**SOURCE RECORDS**
::::::::::
PR #8590, opened 2026-07-22
fix(query): use physical partition types for metric route pruning

discord9:

N/A

Metric logical tables reuse their physical table's region routes. Normally, logical-table creation injects the physical partition columns that exist at creation time. However, a later physical-table repartition can introduce a new partition key without adding that column to existing logical schemas.

In that state, a logical query may still have a useful predicate on a shared partition key, but distributed planning previously built the route datatype map only from the logical schema. When a physical route expression also referenced the newly introduced key, normalization could not type that expression and conservatively fanned out to every region.

This PR:

- extends `PartitionRuleManager` with a lookup that returns both the resolved physical table ID and its route, while preserving the existing route-only API;
- keeps logical-table partition columns as the predicate-eligibility boundary;
- loads the physical table's complete partition-column datatypes for route-expression normalization;
- preserves logical table IDs in the selected `RegionId`s so Metric Engine still applies the required logical-table identity filter;
- falls back to all routed regions when physical metadata is missing or inconsistent, datatypes disagree for a shared predicate column, or any route lacks a partition expression;
- adds planner-level regression tests for exact pruning and conservative fallback behavior.

The change does not add persisted or wire metadata, alter logical schemas, or implement a logical-table data-presence index. Queries without a usable partition predicate retain the existing all-region behavior.

## PR Checklist

### DIFF
--- a/src/query/src/dist_plan/planner.rs
+++ b/src/query/src/dist_plan/planner.rs
@@ -31,10 +31,12 @@ use datafusion_common::tree_node::{TreeNode, TreeNodeRecursion, TreeNodeVisitor}
 use datafusion_common::{DataFusionError, TableReference};
 use datafusion_expr::{LogicalPlan, UserDefinedLogicalNode};
 use datafusion_physical_expr::{LexOrdering, PhysicalSortExpr};
+use datatypes::prelude::ConcreteDataType;
 use partition::manager::{PartitionRuleManagerRef, create_partitions_from_region_routes};
 use session::context::QueryContext;
 use snafu::{OptionExt, ResultExt};
 use store_api::storage::RegionId;
+use table::metadata::TableInfo;
 pub use table::metadata::TableType;
 use table::table::adapter::DfTableProviderAdapter;
 use table::table_name::TableName;
@@ -242,9 +244,9 @@ impl DistExtensionPlanner {
             })?;
 
         let table_info = table.table_info();
-        let physical_table_route = self
+        let (physical_table_id, physical_table_route) = self
             .partition_rule_manager
-            .find_physical_table_route(table_info.table_id())
+            .find_physical_table_route_with_id(table_info.table_id())
             .await
             .context(PartitionRuleManagerSnafu)?;
         let all_regions = physical_table_route
@@ -252,9 +254,17 @@ impl DistExtensionPlanner {
             .iter()
             .map(|r| RegionId::new(table_info.table_id(), r.region.id.region_number()))
             .collect::<Vec<_>>();
-        // Extract partition columns
-        let partition_columns: Vec<String> =
-            table_info.meta.partition_column_names().cloned().collect();
+        let Some(logical_partition_columns) = partition_column_types(&table_info) else {
+            debug!(
+                "DistExtensionPlanner: invalid partition metadata for table {}, using all regions: {:?}",
+                table_name, all_regions
+            );
+            return Ok(all_regions);
+        };
+        let partition_columns = logical_partition_columns
+            .iter()
+            .map(|(name, _)| name.clone())
+            .collect::<Vec<_>>();
         debug!(
             "DistExtensionPlanner: loaded table partition metadata, table: {}, table_id: {}, partition_key_indices: {:?}, partition_columns: {:?}, all_regions: {:?}",
             table_name,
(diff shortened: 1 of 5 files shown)


src/query/src/dist_plan/planner.rs
```diff
@@ -302,6 +297,70 @@ impl DistExtensionPlanner {
...
+        } else {
+            match self
+                .catalog_manager
+                .table_info_by_id(physical_table_id)
+                .await
+            {
+                Ok(Some(table_info)) if table_info.table_id() == physical_table_id => table_info,
+                Ok(Some(table_info)) => {
+                    debug!(
+                        "DistExtensionPlanner: physical table info id mismatch for table {}: expected {}, got {}, using all regions: {:?}",
```
killme2008: When does it happen? It seems impossible. It's over designed.

src/query/src/dist_plan/planner.rs
```diff
@@ -360,6 +429,24 @@ impl DistExtensionPlanner {
...
+    let mut names =
+        std::collections::HashSet::with_capacity(table_info.meta.partition_key_indices.len());
+    table_info
+        .meta
+        .partition_key_indices
+        .iter()
+        .map(|index| {
+            let column = column_schemas.get(*index)?;
+            if !names.insert(column.name.clone()) {
+                return None;
```
killme2008: It's unreachable as well.
If it happens, the metadata is corrupted.

src/query/src/dist_plan/planner.rs
```diff
@@ -320,6 +379,16 @@ impl DistExtensionPlanner {
         if partitions.is_empty() {
             return Ok(all_regions);
         }
+        if partitions
+            .iter()
+            .any(|partition| partition.partition_expr.is_none())
```
killme2008: Good catch, but it should be moved into `prune_regions` to prevent it from being missed in other calls.

WenyXu:
@codex review

src/query/src/dist_plan/planner.rs
discord9: Agreed. Duplicate names or invalid partition indices imply corrupt `TableMeta`. In `0e9f151491`, `partition_column_types` now relies on the existing `TableMeta::partition_columns()` invariant and returns the column/type pairs directly. The valid stale logical `{host}` / physical `{host,rack}` case and the route-datatype fallback remain covered.

src/query/src/dist_plan/planner.rs
discord9: Agreed. Moved this invariant into `ConstraintPruner::prune_regions` in `0e9f151491`. The pruner now returns every input RegionId if any partition expression is missing, instead of filtering out the unknown partition. Added a mixed `Some`/`None` unit test and retained the planner-level logical-RegionId regression.

src/query/src/dist_plan/planner.rs
discord9: Agreed. A returned `TableInfo` with a different ID would violate the `table_info_by_id` contract. Removed that branch in `0e9f151491` while retaining conservative fallback for `None` and lookup errors. This is separate from the expected logical-table ID differing from its resolved physical-table ID.

evenyag:
@codex review

src/query/src/dist_plan/region_pruner.rs
```diff
@@ -38,29 +38,32 @@ impl ConstraintPruner {
...
-            }
-        }
-        if all_partition_expressions.is_empty() {
-            return Ok(partitions.iter().map(|p| p.id).collect());
-        }
+        let Some(all_partition_expressions) = partitions
+            .iter()
+            .map(|partition| partition.partition_expr.clone())
+            .collect::<Option<Vec<_>>>()
+        else {
```
evenyag, line 55: Is it possible that some of the partition expressions are None?

src/query/src/dist_plan/planner.rs
```diff
@@ -360,6 +428,14 @@ impl DistExtensionPlanner {
     }
 }
 
+fn partition_column_types(table_info: &TableInfo) -> Vec<(String, ConcreteDataType)> {
+    table_info
+        .meta
+        .partition_columns()
```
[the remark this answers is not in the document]
discord9: Thanks for checking this. The panic observation is correct for an already-corrupt `TableMeta`, but an out-of-range `partition_key_indices` entry violates the `TableMeta` invariant and is not produced by the normal create/alter/repartition paths. This exact defensive check was removed in `0e9f151491` following the earlier human review. If corrupt table metadata needs to be recoverable, validation should be handled consistently at the metadata-loading boundary rather than only in this planner helper. I have also removed the stale PR-body claim that invalid indices fall back to all regions.

evenyag (approved):

src/query/src/dist_plan/region_pruner.rs
discord9: Yes. An empty route expression decodes to `None` for an unpartitioned table, and legacy `PartitionBound::Value`/`MaxValue` metadata also decodes to `None`. More importantly, an unpartitioned-to-partitioned repartition can temporarily expose a mixed route vector: new target routes have expressions while the retained default source route is still empty. The previous code filtered out only the `None` entries, which could omit an unknown region and cause false-negative pruning. Returning all regions when any expression is missing is therefore the conservative behavior, and keeping that invariant in `ConstraintPruner` protects every caller. The mixed `Some`/`None` case is covered by `test_missing_partition_expression_returns_all_regions`.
::::::::::
**EXERCISE INSTRUCTIONS**
List every line from the entries above in which "Agreed" appears.

**EXERCISE RESULT**
discord9: Agreed. Duplicate names or invalid partition indices imply corrupt `TableMeta`. In `0e9f151491`, `partition_column_types` now relies on the existing `TableMeta::partition_columns()` invariant and returns the column/type pairs directly. The valid stale logical `{host}` / physical `{host,rack}` case and the route-datatype fallback remain covered.
discord9: Agreed. Moved this invariant into `ConstraintPruner::prune_regions` in `0e9f151491`. The pruner now returns every input RegionId if any partition expression is missing, instead of filtering out the unknown partition. Added a mixed `Some`/`None` unit test and retained the planner-level logical-RegionId regression.
discord9: Agreed. A returned `TableInfo` with a different ID would violate the `table_info_by_id` contract. Removed that branch in `0e9f151491` while retaining conservative fallback for `None` and lookup errors. This is separate from the expected logical-table ID differing from its resolved physical-table ID.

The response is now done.